Transformierte Pflanze mit einer verbesserten Toleranz gegen Herbizide der Phosphormethylglycinfamilie, wobei man diese Pflanze durch Regeneration von transformierten Zellen, die ein chimäres Gen, das in Transkriptionsrichtung eine Promotorregion, die sich aus mindestens einem Promotor oder Promotorfragment eines Gens, das auf natürliche Weise in den Pflanzen exprimiert wird, zusammensetzt, eine Leitpeptidregion, die das Targeting eines reifen Proteins in das plastidäre Kompartiment gestattet, eine Sequenz eines Gens, das für ein Glyphosate-Toleranzenzym codiert, sowie eine 3'-untranslatierte Transkriptionsterminationssignalregion, umfaßt, enthalten, erhält, dadurch gekennzeichnet, daß es sich bei dem Glyphosate-Toleranzenzym um eine mutierte 5-Enolpyruvylshikimat-3-phosphat-Synthase (EPSPS) pflanzlichen Ursprungs, die mindestens eine Substitution von Threonin 102 durch Isoleucin und eine Substitution von Prolin 106 durch Serin umfaßt.
Pflanze nach Anspruch 1, dadurch gekennzeichnet, daß die EPSPS aus Mais stammt.
Pflanze nach Anspruch 2, dadurch gekennzeichnet, daß die EPSPS die durch SEQ ID Nr. 5 dargestellte Peptidsequenz umfaßt.
Pflanze nach Anspruch 3, dadurch gekennzeichnet, daß die Sequenz eines Gens, das für ein Glyphosate-Toleranzenzym codiert, den Codierabschnitt der durch SEQ ID Nr. 4 dargestellten DNA-Sequenz umfaßt.

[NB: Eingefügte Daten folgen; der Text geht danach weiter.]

PR #412, opened 2013-06-26
Lookup keys need to be returned in the correct order

justinvdm:


hodgestar:
:+1:

hodgestar:
:+1: (current value: 2 :)

justinvdm:
@hodgestar  :)

PR #410, opened 2013-06-26
ViewCollection needs a way to allow ordering to be manipulated

justinvdm:


justinvdm:
Depends on #412

go/base/static/js/src/components/structures.js
```diff
@@ -107,19 +144,38 @@
...
       return this;
+    },
+
+    rearrange: function() {
+      var keys = Array.prototype.slice.call(arguments);
+
+      if (this.ordered && this.arrangeable) {
+        keys.forEach(function(k, i) { this.arranger(this.get(k), i); }, this);
+        this.sort();
+      }
```
justinvdm, line 183: I'm really not sure if this is the best way to re-order a `Lookup`. I've been stuck thinking of better alternatives for a while, but can't think of anything better. I'm definitely up for suggestions on this!

hodgestar, line 183: I think this seems fine to me. Would it not be easier to just pass a list to `rearrange` to begin with?

hodgestar:
:+1: other than the comment about maybe passing a list into rearrange directly.

go/base/static/js/src/components/structures.js
justinvdm, line 183: @hodgestar Ya, I wasn't too sure if I should be passing in a list or just args. It probably would be easier as a list, will do that.

hodgestar:
:+1:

Pflanze nach einem der Ansprüche 1 bis 4, dadurch gekennzeichnet, daß die Promotorregion einen Pflanzenviruspromotor umfaßt.
Pflanze nach einem der Ansprüche 1 bis 5, dadurch gekennzeichnet, daß die Promotorregion einen Pflanzenpromotor umfaßt.
Pflanze nach einem der Ansprüche 1 bis 6, dadurch gekennzeichnet, daß die Promotorregion ein Fragment eines Promotors eines Gens, das natürlicherweise in den Pflanzen exprimiert wird, umfaßt.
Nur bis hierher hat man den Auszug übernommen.